Geçmişte Silifke çevresinde köy düğünlerini aynı köyden veya yöreden Yörükler çalardı. Sonradan düğün çalma geleneği Say mahallesinde yaşayan kardeşlerimize düştü. Şimdilerde ise davul, klarnet, keman olan geleneksel çalgılarımızla düğün yapımı azaldıkça org çalabilen herkes düğün çalgıcısı oldu.
Köyümüzde uzun bir yani bir haftaya yayılan düğün geleneği içinde kadınlar cümbüşünün ayrı bir yeri vardı. Belki de bu eğlenceye kadınlar cümbüşü denmesinin bir özelliği de bizim çevremizde cümbüş ustası Pazarkaşılı Mehmet Emin amcanın cümbüşü ile düğüne renk katıp kadınları da eğlendirmesiydi.
Babama sorduğumda kendi düğününü Mehmet Emin ve arkadaşlarının çaldığını söylerdi. Yine aslı Bahçederesi Kayabaşı’ndan olan Kemeneci Ellezin ve gündüzler köyünden Yel Mustafa’nın da düğün çaldığını duymuştum. Çataklılar , Kavaklılar ise halen bu işin ustası.
Bizim köyün köy cümbüşünü geleneksel köy türkülerini bilen kadınlar çalsa da, çocukluğumda çoğunun Delbek veya Leğen çalarak kendilerini eğlendirmesi için Koca Teslimeyi çağırır ona yaptırırlardı. Ben de birçok kez küçükken köy cümbüşünün yapıldığı gelin evinin yüklüğünden Koca Teslimeyi seyretmiştim. Koca teslimenin Delbek ve Leğen çalarak kadınları oynatışı sırasında çaldığı şu oyun havası belki de hepiniz bilirsinizdir hiç aklımdan gitmez.

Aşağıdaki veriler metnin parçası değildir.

PR #928, opened 2026-07-11
fix(vial): widen user keycode mask to 5 bits so User16-31 don't alias to User0-15

### LINKED ISSUE #918: Vial keycode conversion truncates user keycodes to 4 bits — User16–31 silently alias to User0–15
### Summary

The VIA/Vial keycode conversion masks user keycodes to 4 bits in both
directions, so only 16 of the 32 defined user keycodes survive the Vial
round-trip. User16–User31 silently alias onto User0–User15.

### Environment / versions

- rmk 0.8.2 (crates.io) on rp2040; also confirmed unchanged on `main`
  (checked 2026-07-11) by source inspection — the bug is platform-independent
  (pure keycode conversion).
- Checked the issue tracker for existing reports: none found.

### Steps to reproduce

1. Put `User16` (or any of User16–User31) on a key in the keymap.
2. Open the keyboard in Vial and look at that key: it renders as `User0`
   (0x7E00) — same as a real User0 key. Editing/saving through Vial writes
   User0 back, silently rewriting the keymap.
3. Equivalently, in code: `to_via_keycode` maps 0x850 (`User16`) to 0x7E00,
   identical to 0x840 (`User0`); `from_via_keycode` only accepts
   `0x7E00..=0x7E0F`, so User16–31 can never be produced from the Vial side.

### Affected versions

- rmk 0.8.2 (released): `src/host/via/keycode_convert.rs`
  - to VIA: `k as u16 & 0xF | 0x7E00` (User16 = 0x850 → 0x7E00, same as User0)
  - from VIA: only `0x7E00..=0x7E0F` is accepted
- current `main` (checked 2026-07-11): the representation changed to
  `Action::User(u8)`, but the conversion still masks with `& 0xF` and the
  reverse arm is still `0x7E00..=0x7E0F`, so ids ≥ 16 alias to 0–15.

### Impact

1. Only User0–User15 can be assigned from Vial.
2. Worse: if a firmware keymap contains User16–User31, viewing/editing the
   keymap in Vial silently rewrites them as User0–User15 (the forward
   conversion aliases them, and the reverse conversion can only produce 0–15).
   No warning is emitted.

This is inconsistent with the type definitions: rmk-types defines
`User0..=User31` (0x840..0x85F) and `is_user()` covers all 32; on `main`,
`Action::User(u8)` has no stated upper bound at all.

### Expected behavior

All 32 user keycodes round-trip through Vial. QMK's protocol has room for
this: `QK_KB_0..QK_KB_31 = 0x7E00..0x7E1F` (the QK_KB range extends to
0x7E3F), and rmk's own comment at the reverse arm says "QK_KB_N, aka UserN".

### Suggested fix

Widen the mask and the accepted range symmetrically:

```rust
// to VIA
k as u16 & 0x1F | 0x7E00
// from VIA
0x7E00..=0x7E1F => { /* ... & 0xFF | 0x840, unchanged */ }
```

(and the equivalent `& 0x1F` for `Action::User(id)` on `main`).

For what it's worth: the 32-entry `User0..=User31` range has been present since
the first published rmk-types release (0.1.0), so this looks like a day-one
mask-width typo (`0xF` vs `0x1F`) rather than a leftover from an older
16-entry range.

I'm happy to open a PR for either branch if this direction is acceptable.

### Context

We (Techmechkeys) are moving our keyboard firmware from QMK to RMK and plan
to use user keycodes for on-keyboard settings switching, which is how we hit
this. Found by source inspection on 0.8.2 and confirmed still present on
`main`; happy to provide any further detail.

techmech-keeb:
Fixes #918

The VIA/Vial conversion masked user keycodes with `0xF` in both directions, so only 16 of the 32 defined user keycodes survived the Vial round-trip: User16–31 aliased onto User0–15 when displayed, and editing such a key in Vial silently wrote the aliased value back.

### Changes

- Widen the forward mask to `0x1F` and the accepted reverse range to `0x7E00..=0x7E1F`, matching QMK's `QK_KB_0..QK_KB_31`.
- Add `User0` / `User16` / `User31` round-trip cases to both conversion tests (`User16` must not alias to `User0`'s 0x7E00).
- CHANGELOG entry under Unreleased → Fixed.

### Testing

Ran the full `rmk` test suite with the CI feature set (`--no-default-features --features split,vial,storage`, via cargo-nextest): **530/530 passed**, including the new round-trip cases.

### DIFF
--- a/rmk/CHANGELOG.md
+++ b/rmk/CHANGELOG.md
@@ -25,6 +25,7 @@ and this project adheres to [Semantic Versioning](https://semver.org/spec/v2.0.0
 
 ### Fixed
 
+- Fix Vial keycode conversion truncating user keycodes to 4 bits: `User16`–`User31` silently aliased to `User0`–`User15` on the Vial side (assign, view, and save-back). Widen the mask and accepted range to 5 bits (`0x7E00..=0x7E1F`, matching QMK's `QK_KB_0..QK_KB_31`) ([#918](https://github.com/HaoboGu/rmk/issues/918))
 - Fix BLE output stopping while the keyboard is on charge-only USB power (charge-only cable, wall charger, power bank). A never-enumerated device's bus-idle suspend was published as `Suspended`, which `usb_ready()` treats as routable, so reports were routed to USB endpoints that were never configured and silently dropped ([#910](https://github.com/HaoboGu/rmk/issues/910))
 - Fix stuck key when a combo key is re-pressed while the combo is still held. Previously the re-press overwrote the combo output's HID slot, and on combo release the output couldn't be unregistered, leaving the re-pressed key stuck on the host.
 - Fix stuck combo output when overlapping triggered combos share a key (e.g. `M+,` and `,+.` both containing Comma). Releasing the shared key now dispatches the release of every fully-unwound combo output, not just the first.
--- a/rmk/src/host/via/keycode_convert.rs
+++ b/rmk/src/host/via/keycode_convert.rs
@@ -95,7 +95,7 @@ pub(crate) fn to_via_keycode(key_action: KeyAction) -> u16 {
                     0
                 }
             },
-            Action::User(id) => (id as u16 & 0xF) | 0x7E00,
+            Action::User(id) => (id as u16 & 0x1F) | 0x7E00,
             _ => {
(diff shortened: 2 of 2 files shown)


HaoboGu (approved):
Thanks!

PR #933, opened 2026-07-12
feat: deactivate_on_key option for auto-mouse-layer

kot149:
Added the following options to auto mouse layer behavior:

- `deactivate_on_key`: When `true`, pressing any non-mouse key immediately deactivates `target_layer` (ignoring `timeout`).
- `extra_mouse_keys`: Extra keycodes (e.g. `"LCtrl"`, `"Space"`) treated like mouse keys for the purpose of `deactivate_on_key`.
- `reset_timeout_on_key`: When `true`, key presses that do NOT deactivate `target_layer` push the `timeout` deadline forward (reset it to *now + `timeout`*).

## Example configuration

```toml
[[behavior.auto_mouse_layer]]
target_layer = 5
timeout = "1000ms"
threshold = 1
deactivate_on_key = true
extra_mouse_keys = ["LCtrl", "LShift", "LAlt", "LGui"]
reset_timeout_on_key = true
```


HaoboGu (commented):
Is it worth to add an extra `ResolvedAction`? A plain `match` works with no difference

HaoboGu:
And the RAM consumption increases almost 864bytes, which is a little bit more than expected.

kot149:
> Is it worth to add an extra `ResolvedAction`? A plain `match` works with no difference

Agreed, it wasn't worth the extra enum. Removed ResolvedAction and resolve_action; keypress_step now matches on Action directly.

> RAM consumption increases almost 864bytes, which is a little bit more than expected

The capacity of `AUTO_MOUSE_LAYER_EXTRA_MOUSE_KEYS_MAX_NUM = 32` was excessive, so I reduced it to 8 and the RAM consumption increase is now +480 bytes. Most of the remainder is the `ActionEvent` channel I think.

HaoboGu:
The RAM consumption still worries me. 480 bytes is fine for MCUs like nRF52840, but it is too much for MCUs like stm32f103. I believe that it's very rare to add pointing devices and auto-mouse-layer to a stm32f103. Is it possible to make this cost optional? Like only devices that adds pointing device/mouse pay extra RAM for it.

kot149:
I've made the extra RAM opt-in so boards that don't use these options don't pay for them. With no auto-mouse-layer / no `deactivate_on_key` / `reset_timeout_on_key`, the ActionEvent channel and the extra-key buffer are not allocated.

HaoboGu (approved):
lgtm, thanks!

PR #939, opened 2026-07-13
feat: add LatchTap keyboard action

braindefender:
`LatchTap(modifier, key)` is a keymap action that **latches** a modifier for the lifetime of the current layer and **taps a key under it on each press**.

> Unlike `LM(layer, modifier)`, the modifier is **not** bound to the layer-switch key. It is bound to this dedicated key, so you can place several independent `LatchTap` keys (with different modifiers/keys) on the **same** layer.


HaoboGu:
This behavior is quite similar with what #859 does, but narrower. What do you think the way proposed by #859?

braindefender:
> This behavior is quite similar with what #859 does, but narrower. What do you think the way proposed by #859?

Yeah, I will take a closer look at #859. Maybe it will cover all the cases.

I see potential problem in combining OSM/SK into one behavior:
- The behavior is configured once, but some users may want to combine different settings for different keys. How will this be handled?
- For example, in my LatchTap implementation, the layer change is releasing the latched mod (similar to `release_on_layer_change` behavior setting). But what if I want that behavior **only** in LatchTap keys and not in OSM?

PR #950, opened 2026-07-15
docs(rynk): generate the protocol reference from the command tables

HaoboGu:
Generate a human-readable Rynk protocol reference from the command tables, so the docs can't drift from the wire contract.

## What it does

- New `ENDPOINT_META` / `TOPIC_META` tables, emitted by the existing `endpoints!` / `topics!` macros — each row's id, name, request/response (or payload) types, `@bulk`/`cfg` feature gate, and doc comment, as data.
- A rendering test in `rmk-types` turns those into `docs/development/rynk_protocol.md` (frame layout, endpoint table, topic table, compatibility rules). It runs `UPDATE_SNAPSHOTS`-style: a diff fails CI, and regenerating is one command — the same idiom as the existing `wire_*.snap` golden files.
- The tables are feature-independent, so every feature set renders identical output; the reference documents the full protocol and shows each command's gating feature in a column.

## Scope

Additive to `rmk-types` only — no protocol, wire-format, firmware, or host changes. Just `command.rs` (the meta tables), `tests.rs` (the generator + drift gate), and the generated `.md`.

## Testing

`rmk-types` default / `host` / `steno` all green (wire snapshots unchanged); the `protocol_reference` drift test passes under both `rynk` and `rynk,bulk,_ble,split`; `rmk` and the `rynk` workspace still build against the additive change; `cargo +nightly fmt --check` clean.

### DIFF
--- a/docs/docs/main/docs/development/rynk_protocol.md
+++ b/docs/docs/main/docs/development/rynk_protocol.md
@@ -1,0 +1,90 @@
+<!-- GENERATED — do not edit. Rendered from the `endpoints!`/`topics!` tables in
+     rmk-types/src/protocol/rynk/command.rs. Regenerate with:
+     UPDATE_SNAPSHOTS=1 cargo test -p rmk-types --features rynk protocol_reference -->
+
+# Rynk Protocol Reference
+
+Current protocol version: **0.1**.
+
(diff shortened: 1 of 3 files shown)


HaoboGu:
@codex review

Çayıra da çattım çatmayı, çağırın gelsin Fatmayı
Fatma nerden öğrenmiş çifte de göbek atmayı
İşte o zaman köy kadınları iki ellerini birleştirerek şırak şırak diye parmaklarını taklatarak ve çifte göbek atarak bu oyunu oynarlardı. Bazen de kenarda köşede kalmış genç kızları ortaya çeker onları da oynatırlardı. SSonuçta öyle güzel oyunlar oynanırdı ki , ( Ayşe de amma döktürdü h, Fatma da bu işi ne güzel bilirmiş.) gibi yorumlar ortaya çıkardı.
Gelelim İnceoğullarından Cin Kerimoğlu Kara Mustafa’ya. Daha önce yazdığım yazılarda Kara Mustafa7nın ocak başı eğlencelerinde köy çocuklarını eğlendirdiğini söylemiştim. İşte Kara Mustafa emmi bir diğer namı ile Soğukçu , ‘’ Çayıra çattım Çatmayı.’’ uzun uzun çocuklara çalar ve içine nükteli sözler katarak bizleri eğlendirirlerdi.
Ocak başına toplandığımızda büyükler ,’’Hadi Mustafa emmi. Şu fındısıyı bir çal da çocuklar bir oynasın. Bakalım.’’ Derlerdi. Mustafa emmi bazen leğen ile bazen de eliyle tempo tutarak fındısıyı şöyle söylerdi ,
‘’ Çayıra da çattım çatmayı çağırın gelsin Fatmayı
Fatma nerden öğrenmiş çifte de göbek atmayı
Fındısı fındısı fındısı oynayanın kendisi.
Davarımı sağdırdım , ak yakaya aldırdım
Ak yakaya geleni , koca köpeğe boğdurdum.
Fındısı fındısı fındısı koca köpeğin kendisi.
Ak yakanını davarı eşe bacının avarı
Koca köpeğe sorarsan bizim köyün zarı
Fındısı fındısı fındısı koca köpeğin kendisi.
Türkücü türkücü türünce, bir karı düşmüş sarınca
Ben ipi alıp gelinceye kadar, her yerini yemiş karınca
Fındısı fındısı fındısı ille de köpeğin kendisi
Fındısı fındısı fındısı ortada oynayanın kendisi
Derdi ve çocuklar hem oynar hem de eğlenirdi.